La patronal Fomento del Trabajo ha rechazado frontalmente la iniciativa, calificándola de “ataque a los fundamentos de la propiedad privada”. Según la organización empresarial, la ley no contribuye a aumentar la oferta de vivienda ni incentiva la construcción, sino que restringe derechos y amplía el control administrativo sobre el patrimonio privado. Promotores inmobiliarios y propietarios de edificios también han mostrado su oposición, sumándose a las críticas de Fomento.

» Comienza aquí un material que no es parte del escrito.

PR #1342, opened 2017-01-23
control: content dev package depends on shard dev package

ptomato:
The content library now serves up shards as part of its public
api, so we should add this dependency
https://phabricator.endlessm.com/T15211


mattdangerw:
CR pass

PR #1345, opened 2017-01-25
T14391

mattdangerw:
https://phabricator.endlessm.com/T14391


js/app/promiseWrapper.js
```diff
@@ -0,0 +1,44 @@
+const Eknc = imports.gi.EosKnowledgeContent;
+const Gio = imports.gi.Gio;
+const Soup = imports.gi.Soup;
+
+function wrapPromise (obj, cancellable, async_name) {
```
mattdangerw: Moved away from supporting cancellation directly in promises for now. Reading more (here http://bluebirdjs.com/docs/api/cancellation.html for example) there's some tough cases where you have multiple consumers of the same promise.

Easier to just take in an optional GCancellable when calling into one of these `_promise` functions and handle passing the cancellable manually. In our case that's only with downloader.js

mattdangerw:
Need to actually test downloader more before merging, but should be ready for CR at least

mattdangerw:
Downloader does appear to be working fine with promises

js/app/courseHistoryStore.js
```diff
@@ -82,17 +82,12 @@ const CourseHistoryStore = new GObject.Class({
...
         });
-        Eknc.Engine.get_default().query(query, null, (engine, task) => {
-            let results;
-            try {
-                results = engine.query_finish(task);
-            } catch (error) {
-                logError(error);
-                return;
-            }
+        Eknc.Engine.get_default().query_promise(query).then((results) => {
```
ptomato: Style nit: when we were doing promises in the pantheon in node.js, we had settled on this style:
```js
Eknc.Engine.get_default().query_promise(query)
.then(results => {
    blah blah
})
.catch(error => {
    logError(error)
});
```
But since this is the first promise code we have, I'm open to setting new standards.

Also you may be able to do `.catch(logError)` which would be quite concise and clear IMO.

js/app/modules/selection/xapian.js
```diff
@@ -76,31 +76,20 @@ const Xapian = new Module.Class({
...
-            } catch (e) {
-                logError(e, 'Failed to load content from engine');
-                this._exception = e;
-                if (!this._error_state) {
-                    this._error_state = true;
-                    this.notify('in-error-state');
-                }
-                return;
-            }
+            models = results.models;
```
ptomato: nitpick: Combine these two lines with the previous two (or even better, `.then({models, upper_bound} => {...})` should work in GJS now)

js/app/widgets/eknWebview.js
```diff
@@ -147,13 +143,11 @@ const EknWebview = new Knowledge.Class({
...
         let components = Utils.components_from_ekn_id(id);
         if (components.length === 1) {
-            this._load_object(id, cancellable, (source, load_task) => {
-                try {
-                    let [stream, content_type] = load_task.finish();
-                    req.finish(stream, -1, content_type);
-                } catch (error) {
-                    fail_with_error(error);
-                }
+            this._load_object(id).then((results) => {
```
ptomato: Same here, `.then([stream, content_type] => { ... })`

tests/compliance.js
```diff
@@ -245,7 +245,7 @@ function test_selection_compliance (SelectionClass, setup=function () {}, extra_
             // Not all Selections might use the Xapian engine, but I can't think
             // of a better place to put this
             let engine = MockEngine.mock_default();
-            engine.query_finish.and.returnValue({ models: [] });
+            engine.query_promise.and.returnValue(Promise.resolve({ models: [] }));
```
ptomato: Nothing wrong with this, but out of curiosity, I suppose we could just leave this as-is and write an implementation of `MockEngine.query_promise()` to call `query_finish()`?

js/app/dominantColor.js
```diff
@@ -1,31 +1,19 @@
...
 const GdkPixbuf = imports.gi.GdkPixbuf;
 const Gio = imports.gi.Gio;
 
-const AsyncTask = imports.app.asyncTask;
 const EosKnowledgePrivate = imports.gi.EosKnowledgePrivate;
 
 // Note: this is a temporary solution until the color extraction is done
 // at build-time. The use of this function should be limited to specific cases,
 // to avoid performance penalties.
-function get_dominant_color (model, cancellable, callback) {
```
ptomato: I think the rationale for wrapping it in the AsyncTask was to make it easier to refactor to async in the future.

js/app/downloader.js
```diff
@@ -36,74 +35,33 @@ const FileDownloader = new Lang.Class({
...
-            function bytes_read(stream, res) {
-                let bytes = stream.read_bytes_finish(res);
-                csum.update(bytes.get_data());
-
-                if (bytes.get_size() !== 0)
-                    continue_checksum();
-                else
-                    finish();
-            }
+            function continue_checksum () {
```
ptomato: Do you still need `continue_checksum` as a separate function?

js/app/downloader.js
```diff
@@ -114,44 +72,45 @@ const FileDownloader = new Lang.Class({
...
+                let csum = file_download_request.csum;
 
-    download_file_finish: function (task) {
-        return task.finish();
+                if (!csum)
+                    return true;
+                // XXX: If the file didn't checksum correctly, what should we do? Trash and re-download?
+                return this.verify_checksum_promise(tmp_file, csum, cancellable);
+            }).then(() => {
+                tmp_file.move(out_file, Gio.FileCopyFlags.OVERWRITE, cancellable, null);
```
ptomato: Consider wrapping the `move()` call in a promise as well, now that that's trivial

js/app/dominantColor.js
mattdangerw: Well fine with leaving sync for now? Could write this as a promise, but that seems over future proof as far as I know our only concrete plans with this are to move this to ingestion someday in which case there will be no need for async.

mattdangerw:
> Hmm, I didn't consider the case of a cancelled promise with two consumers. I suppose the GIO-specific thing to do would be to throw a Gio.ErrorEnum.CANCELLED in that case, although in the comments on the bluebird doc they seemed to object to that.

Yeah definitely worth thinking about more for a future gjs patch. You could have a tree of sorts of promises where everything was rigged to the same cancel, or one where each branch has its own. Probably want the ability to pass them down the chain, or make specific calls non cancellable if there are crucial for whatever reason. Definitely seemed worth some decent thought, there's been proposal (backed out on I think) for handling this withing promises. https://medium.com/@benlesh/promise-cancellation-is-dead-long-live-promise-cancellation-c6601f1f5082#.g7yohi2tu

I think for knowledge lib, just exposing the ability to pass a cancellable in on promise creation is perfect. That is completely flexible and doesn't get in the way of our code, which don't give two shits about cancellation.

But for gjs a can of worms worth cracking I think.

js/app/courseHistoryStore.js
mattdangerw: Fine with moving to that, it will explode the diff a bit with indentation changes.

tests/compliance.js
mattdangerw: Did that at first, fully embracing promises made for less code in mock engine so I preferred it. And the nice thing here is you can easily bounce between Promise.resolve and Promise.reject for the simple cases, as well as actually supporting more of an async flow (waiting some ticks on the mainloop e.g.) if you wanted to test application code with a real delay for some reason...

js/app/downloader.js
mattdangerw: We do still need to recursively call into it until we hit the end of our stream. Though if you see another way to unroll it let me know.

js/app/courseHistoryStore.js
mattdangerw: Ah misread, are you sure we decided on straight ruler and not
```
Eknc.Engine.get_default().query_promise(query)
    .then(results => {
        blah blah
    })
    .catch(error => {
        logError(error)
    });
```
Fine with whatever, but don't want to rearrange the style here more than once so I'll wait till consensus to touch this.

mattdangerw: https://github.com/airbnb/javascript/issues/216

mattdangerw:
All revised except for deciding on promise style i think...

js/app/courseHistoryStore.js
ptomato: Yes, we did decide on left-aligned. I can't find the place where we documented that, it was probably in an eos-sdk issue which are erased now.

I dig airbnb's point of staying close to `async`/`await` (they are landing in SpiderMonkey 52). Although that would mean more indentation churn as the above code would look like
```js
try {
    let results = await Eknc.Engine.get_default().query(query);
    blah_blah(results);
} catch(error) {
    logError(error);
}
```

mattdangerw: Alright lets go with what decided before. I'll make the change now.

mattdangerw:
> Promise.resolve().then(() => ...), is that idiomatic? I'd have thought new Promise((resolve, reject) => ...) for the first operation, but I haven't worked with a lot of Promise code lately.

They are slightly different, just a style I picked up from post I read I think. With `new Promise((resolve, reject) => { .... }` you have to be careful about wrapping any dangerous code in a try catch and rejecting on it. Starting with a `Promise.resolve().then(() => { .... }` you can just throw with the first chunk of your code same as any of the later `then`s.

> Have you thought about naming all the methods without the _promise on the end since you're not keeping the non-Promise versions?

I kind of like having the post fix so you know what you are getting. Think it helps readability. And things like `engine.query` are kept around, just not used.

mattdangerw:
> The proposal was just sugar to make the exception different from a normal exception, which I think we actually don't want to do in GJS unless they actually implement it in ECMA since it would be awkward with the way GIO works.

Yeah this makes sense to me. So in that case the only thing we might want to add to gjs in the future is some automatic promisification of _async/_finish functions that would remove the need for `promiseWrapper.js` in the future. Might need more introspection annotations thought?

js/app/downloader.js
```diff
@@ -204,51 +169,38 @@ const SubscriptionDownloader = new Lang.Class({
...
-
-            task.return_value(true);
-        }));
-
-        return task;
-    },
-
-    _download_new_shards_finish: function (task) {
-        return task.finish();
+            return Promise.all(downloads).then(function () { return true; });
```
ptomato: Simply `return Promise.all(downloads)`? Or is this intentional to keep the resolved promises inside this API?

js/app/courseHistoryStore.js
```diff
@@ -82,17 +82,14 @@ const CourseHistoryStore = new GObject.Class({
...
-                logError(error);
-                return;
-            }
+        Eknc.Engine.get_default().query_promise(query)
+        .then((results) => {
             if (results.models.length > 0) {
                 this.set_current_subset(results[0]);
             }
+        })
+        .catch(function (error) {
```
ptomato: nitpick: there's a lot of `.catch(function (error)` and `.catch(error =>` mixed

mattdangerw: Ill try to stick to function (error) where there is no need to bind this (usually the case).

js/app/downloader.js
mattdangerw: I think I was trying to keep the old API, where the true would be returned if an update was actually applied, false if no update was applied, and throwing if an error occurred.

Though I need to make sure to actually return that value in `fetch_update_promise` ill fix that up.

mattdangerw:
Thanks for review! nits fixed, distcheck passing, merging now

La norma afecta principalmente a los grandes tenedores, definidos como quienes poseen cinco o más viviendas. Estos solo podrán adquirir nuevos inmuebles si demuestran que serán para uso propio, como segunda residencia o para destinarlos íntegramente al alquiler. Los pequeños propietarios también verán limitaciones: solo podrán comprar si es para vivienda habitual, para un familiar cercano o para alquilar bajo los límites de renta fijados por el Govern.

El texto aún puede ser modificado mediante enmiendas, mientras PP y Junts han anunciado que llevarán la proposición al Consejo de Garantías Estatutarias. El contexto político añade incertidumbre sobre el futuro de la medida, ya que la proximidad de las elecciones municipales podría frenar su aplicación real en los ayuntamientos.

En el contexto de las tensiones políticas en Cataluña, no es la primera vez que una propuesta legislativa genera divisiones entre partidos y sectores sociales. Recientemente, el Govern catalán impulsó una ley para reforzar la independencia de la Agència Catalana de Notícies, lo que también provocó debate sobre el control institucional y la autonomía de organismos públicos. Más detalles sobre ese proceso pueden consultarse en este análisis sobre la reforma de la ACN.

En Cataluña, el acceso a la vivienda sigue siendo uno de los principales retos sociales y políticos. Las zonas tensionadas, donde la presión sobre el mercado inmobiliario es mayor, concentran la atención de las nuevas regulaciones. La figura del gran tenedor ha sido objeto de debate en los últimos años, especialmente tras la aprobación de la Ley de Vivienda estatal en 2023. La Generalitat ha intentado en varias ocasiones introducir medidas para controlar los precios y limitar la especulación, aunque la efectividad de estas políticas depende en gran medida de la coordinación entre administraciones y de la voluntad política local. El resultado de este nuevo intento legislativo podría marcar un precedente para futuras regulaciones en otras comunidades autónomas.